Sengstacke died on May 28, 1997 in Chicago at the age of 84, of complications from a stroke. Under the terms of a trust he had created more than twenty years earlier, he left instructions, that the Chicago Defender and his other newspapers be sold after his death. In spite of its decline over the past few decades, the Defender remained at the time of Sengstacke’s death an influential publication among African-Americans in Chicago. Regardless of the paper’s future in the hands of its new ownership, its past and that of its longtime publisher, loom large in African American history.
In 1947, Sengstacke became one of the co-founders of Americans for Democratic Action, a liberal American political organization, advocating progressive policies. Also, he played important public roles in the struggle for integration and civil rights, including membership on the Presidential advisory panel, that paved the way for the integration of the armed services in 1949.
Sengstacke was a national political force as he was on ten presidential commissions and endorsed former Chicago Mayor Richard J. Daley. But he refused to quell the storm, that led up to the 1967 Chicago riots, because he felt Daly had ignored the needs of blacks.
In addition, he lobbied for the creation of jobs for African-Americans in the postal service, and he was instrumental in the demolition of the color barrier in Major League Baseball.
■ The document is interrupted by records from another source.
PR #2036, opened 2020-11-30
rename storage Config to ActiveConfig

thiolliere:
This PR rename the storage `Config` in Configuration pallet to `ActiveConfig`.

This is to prevent name collision with incoming renaming of `Trait` into `Config`.

I think this pallet is used in some tests chains, thus I implemented the migration. Note that I don't think the migration needs any version check and bump because it only needs to migrate a value whenever it exist.

related: https://github.com/paritytech/polkadot/pull/2014

### DIFF
--- a/runtime/parachains/src/configuration.rs
+++ b/runtime/parachains/src/configuration.rs
@@ -23,6 +23,7 @@ use primitives::v1::{Balance, ValidatorId, SessionIndex};
 use frame_support::{
 	decl_storage, decl_module, decl_error,
 	ensure,
+	storage::migration,
 	dispatch::DispatchResult,
 	weights::{DispatchClass, Weight},
 };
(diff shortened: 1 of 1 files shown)


runtime/parachains/src/configuration.rs
```diff
@@ -150,6 +151,20 @@ decl_module! {
...
+				b"",
+			);
+
+			if let Some(value) = value {
+				ActiveConfig::<T>::put(value)
+			}
+
+			0
+		}
+
```
bkchr, line 167:
```suggestion
```

bkchr (approved):
This is not yet used anywhere, so we don't need any migrations! :)

thiolliere:
then I'll close this one and do the rename directly in the Trait to Config PR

As president of the group, now known as the National Newspaper Publishers Association, Sengstacke proved to be a master at wielding its political leverage. He almost casually persuaded President Roosevelt to allow the first African-American reporter at a Presidential news conference, for example.
During his lifetime, John H. Sengstacke was also an active supporter of the United Negro College Fund and the Boy Scouts of America.
Membership
John was a member of the American Newspaper Publications Association, American Society of Newspaper Editors, of which he was also a director.
Connections
In 1939, John married Myrtle Elizabeth Picou. Myrtle was an activist in her own right, working at political fundraising, as well as cultural and art activities. Their marriage produced three children - John Herman Henry Sengstacke III, Lewis Willis Sengstacke and Robert Abbott Sengstacke, a photojournalist, named in honor of his father's uncle.